[RECORDS SUPPLIED]
_____
PR #1004, opened 2022-11-03
add a new admin cmd

ethercflow:
Add a new admin command discussed in https://github.com/tikv/tikv/pull/12972#discussion_r1000434376


proto/pdpb.proto
```diff
@@ -433,6 +433,10 @@ message SplitRegion {
     repeated bytes keys = 2;
 }
 
+message SwitchWitness {
+    metapb.Peer peer = 1;
```
BusyJay, line 437: Seems overwhelming to use `Peer`. How about using ID and flag?

ethercflow: Sure, using ID and flag instead, thanks!

proto/pdpb.proto
```diff
@@ -433,6 +433,11 @@ message SplitRegion {
     repeated bytes keys = 2;
 }
 
+message SwitchWitness {
+    uint64 id = 1;
```
Connor1996, line 437:
```suggestion
    uint64 peer_id = 1;
```

ethercflow: Fixed, thanks!

Connor1996 (approved):
LGTM

proto/raft_cmdpb.proto
```diff
@@ -220,7 +220,8 @@ message RollbackMergeRequest {
 message RollbackMergeResponse {}
 
 message SwitchWitnessRequest {
-    metapb.Peer peer = 1;
+    uint64 id = 1;
```
BusyJay: Should it be repeated?

proto/raft_cmdpb.proto
```diff
@@ -220,7 +220,8 @@ message RollbackMergeRequest {
...
+    bool isWitness = 2;
```
BusyJay: Inconsistent style

proto/raft_cmdpb.proto
ethercflow: I think should be. eg: distributed across different stores

proto/raft_cmdpb.proto
ethercflow: consistent, maybe your browser didn't refresh :)

proto/raft_cmdpb.proto
ethercflow: Fixed, thanks!

proto/pdpb.proto
```diff
@@ -433,6 +433,11 @@ message SplitRegion {
     repeated bytes keys = 2;
 }
 
+message SwitchWitness {
+    repeated uint64 peer_id = 1;
```
BusyJay, line 437: Seems extract them as a struct and make the struct repeated is a better style. But this is also OK.

BusyJay (approved):

proto/pdpb.proto
ethercflow: Ok, I plan to change it to `SwitchWitness` and `BatchSwitchWitness` like `Split` and `BatchSplit`.

proto/raft_cmdpb.proto
```diff
@@ -219,6 +219,19 @@ message RollbackMergeRequest {
 
 message RollbackMergeResponse {}
 
+message SwitchWitnessRequest {
+    uint64 peer_id = 1;
+    bool is_witness = 2;
+}
+
+message SwitchWitnessResponse {}
```
BusyJay, line 227: Seems not use at all.

ethercflow: Removed, thanks!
_____
The entire listing has to be written out again exactly.

[EXERCISE SOLUTION]
PR #1004, opened 2022-11-03
add a new admin cmd

ethercflow:
Add a new admin command discussed in https://github.com/tikv/tikv/pull/12972#discussion_r1000434376


proto/pdpb.proto
```diff
@@ -433,6 +433,10 @@ message SplitRegion {
     repeated bytes keys = 2;
 }
 
+message SwitchWitness {
+    metapb.Peer peer = 1;
```
BusyJay, line 437: Seems overwhelming to use `Peer`. How about using ID and flag?

ethercflow: Sure, using ID and flag instead, thanks!

proto/pdpb.proto
```diff
@@ -433,6 +433,11 @@ message SplitRegion {
     repeated bytes keys = 2;
 }
 
+message SwitchWitness {
+    uint64 id = 1;
```
Connor1996, line 437:
```suggestion
    uint64 peer_id = 1;
```

ethercflow: Fixed, thanks!

Connor1996 (approved):
LGTM

proto/raft_cmdpb.proto
```diff
@@ -220,7 +220,8 @@ message RollbackMergeRequest {
 message RollbackMergeResponse {}
 
 message SwitchWitnessRequest {
-    metapb.Peer peer = 1;
+    uint64 id = 1;
```
BusyJay: Should it be repeated?

proto/raft_cmdpb.proto
```diff
@@ -220,7 +220,8 @@ message RollbackMergeRequest {
...
+    bool isWitness = 2;
```
BusyJay: Inconsistent style

proto/raft_cmdpb.proto
ethercflow: I think should be. eg: distributed across different stores

proto/raft_cmdpb.proto
ethercflow: consistent, maybe your browser didn't refresh :)

proto/raft_cmdpb.proto
ethercflow: Fixed, thanks!

proto/pdpb.proto
```diff
@@ -433,6 +433,11 @@ message SplitRegion {
     repeated bytes keys = 2;
 }
 
+message SwitchWitness {
+    repeated uint64 peer_id = 1;
```
BusyJay, line 437: Seems extract them as a struct and make the struct repeated is a better style. But this is also OK.

BusyJay (approved):

proto/pdpb.proto
ethercflow: Ok, I plan to change it to `SwitchWitness` and `BatchSwitchWitness` like `Split` and `BatchSplit`.

proto/raft_cmdpb.proto
```diff
@@ -219,6 +219,19 @@ message RollbackMergeRequest {
 
 message RollbackMergeResponse {}
 
+message SwitchWitnessRequest {
+    uint64 peer_id = 1;
+    bool is_witness = 2;
+}
+
+message SwitchWitnessResponse {}
```
BusyJay, line 227: Seems not use at all.

ethercflow: Removed, thanks!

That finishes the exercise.